Base case: $1\cdot 4^2 - 2\cdot 4^1 + 1 = 9$ is divisible by $9$.

Induction step: Assume it is true for $n = a$, say $u_a = 9k$. Now to see what we get for $n = a+1$: $$u_{a+1} = (a+1)4^{a+2} - (a+2)4^{a+1} + 1\\ = a4^{a+2} + 4^{a+2} - (a+1)4^{a+1} - 4^{a+1} + 1\\ = 4(a 4^{a+1} - (a+1)4^a + 1) + 4^{a+2} - 4^{a-1} - 3\\ = 4\cdot 9k + 3\cdot 4^{a+1} - 3$$ Now what remains is showing that $3\cdot 4^{a+1} - 3$ is divisible by $9$. This can be done by induction exactly like for $u_n$, only this time it's easier. We can also show this directly by using the binomial theorem to expand $4^{a+1} = (3+1)^{a+1}$. We see that $$3(3+1)^{a+1} - 3= 3(3^{a+1} + (a+1)\cdot 3^a + \cdots + (a+1)\cdot 3 + 1) - 3\\ = 3^{a+2} + (a+1)\cdot 3^{a+1} + \cdots + (a+1)\cdot 3^2 + 3 - 3\\ = 9(3^{a} + (a+1)\cdot 3^{a-1} + \cdots + (a+1))$$which is divisible by $9$.

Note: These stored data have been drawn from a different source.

PR #921, opened 2016-06-29
make map open at current location

butlerx:
closes [#948](https://github.com/CoderDojo/community-platform/issues/948)

### DIFF
--- a/web/public/js/controllers/dojos-map-controller.js
+++ b/web/public/js/controllers/dojos-map-controller.js
@@ -2,12 +2,13 @@
 /* global google,jQuery,MarkerClusterer */
 
 //  TODO : reuse cd-dojos-map instead of this mixed-up controller
-function cdDojosMapCtrl($scope, $window, $state, $stateParams, $translate, $geolocation,  $location, cdDojoService, gmap, Geocoder, atomicNotifyService, usSpinnerService, dojoUtils) {
+function cdDojosMapCtrl($scope, $window, $state, $stateParams, $translate, $geolocation, $q, $location, cdDojoService, gmap, Geocoder, atomicNotifyService, usSpinnerService, dojoUtils) {
   $scope.model = {};
   $scope.markers = [];
   $scope.getDojoURL = dojoUtils.getDojoURL;
   var markerClusterer;
   var centerLocation = new google.maps.LatLng(25, -5);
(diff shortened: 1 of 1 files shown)


web/public/js/controllers/dojos-map-controller.js
```diff
@@ -43,11 +43,27 @@ function cdDojosMapCtrl($scope, $window, $state, $stateParams, $translate, $geol
...
     }
+
+    if (navigator.geolocation) {
+      navigator.geolocation.getCurrentPosition(function(position) {
+        var pos = {
+          lat: position.coords.latitude,
+          lng: position.coords.longitude
+        };
+        $scope.model.map.setCenter(pos);
+        $scope.model.map.setZoom(6);
```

Ur series can be written as, $$a_n=(3n-1)4^n+1$$ At $n=1$, $$a_1=9=\text{divisible by 9}$$ Suppose, $$a_n=(3n-1)4^n+1=9k$$ Then, $$a_{n+1}=(3n+2)4^{n+1}+1$$$$=4(3n+3-1)4^n+1$$$$=4(3n-1)4^n+3×4^{n+1}+4-3$$$$=4((3n-1)4^n+1)+3(4^{n+1}-1)$$

For series $b_n=4^n-1$ At $n=1$, $$b_1=3$$ Suppose, $$b_n=4^n-1=3g$$ Then, $$b_{n+1}=4^{n+1}-1$$$$=(4^n-1)(4^n+1)$$$$=3g(4^n+1)$$ There fore by induction $4^n-1=3m$

\begin{align}=4×9 k+3×3m\\=9(4k+m)\end{align} Therefore $a_n$ is divisible by 9.

Since $4\equiv1(\mod3)$, we obtain: $$n4^{n+1}-(n+1)4^n+1=3n4^n-4^n+1=$$ $$=3n4^n-3n-(4^n-1)+3n=(4^n-1)(3n-1)+3n=$$ $$=3(3n-1)\left(4^{n-1}+...+1\right)+3n\equiv3(3n-1)n+3n=9n^2$$ and we are done!

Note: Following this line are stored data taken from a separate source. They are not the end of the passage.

PR #925, opened 2016-07-01
Allow kids to use projects in their profiles

Wardormeur:


butlerx:
LGTM

Wardormeur:
May close actually, a whole rework of projects may be needed (better structure(name/link/language)) to go with the badge linking

DanielBrierton:
Yeah, might be a good idea not to do this. Otherwise we're gonna have a free text field that we're not going to be able to migrate to our new projects structure when that comes. Unless we were to show the old the free text field until the user adds projects through the new functionality.

PR #5, opened 2016-05-09
new travis config specifying that only master and dev should be built

mkolarek:


robertmuil:
This is still building. Would be great to have the building of dependencies (scipy / numpy etc) removed from this continuous integration somehow...

mkolarek:
@robertmuil yes I am currently investigating this

mkolarek:
I have managed to reduce the build time to about 7-8min... Although this is still not ideal it at least puts the build under 10min and it doesn't time out. Possible solution is to change from pip to conda in .travis.yml.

Let $v_n= u_n-1=-1 \cdot 4^n + 3n \cdot 4^n$. This implies that $v_n$ satisfies a second-order linear recurrence given by expanding $(x-4)^2$: $$v_n = 8v_{n-1} - 16v_{n-2}$$ This gives a recurrence for $u_n=v_n+1$: $$u_n = 8(u_{n-1}-1) - 16(u_{n-2}-1)+1 = 8u_{n-1} - 16u_{n-2} + 9$$ Therefore, if $9$ divides $u_{n-1}$ and $u_{n-2}$, then $9$ divides $u_n$. Since $9$ divides $u_0=0$ and $u_1=9$, we're done.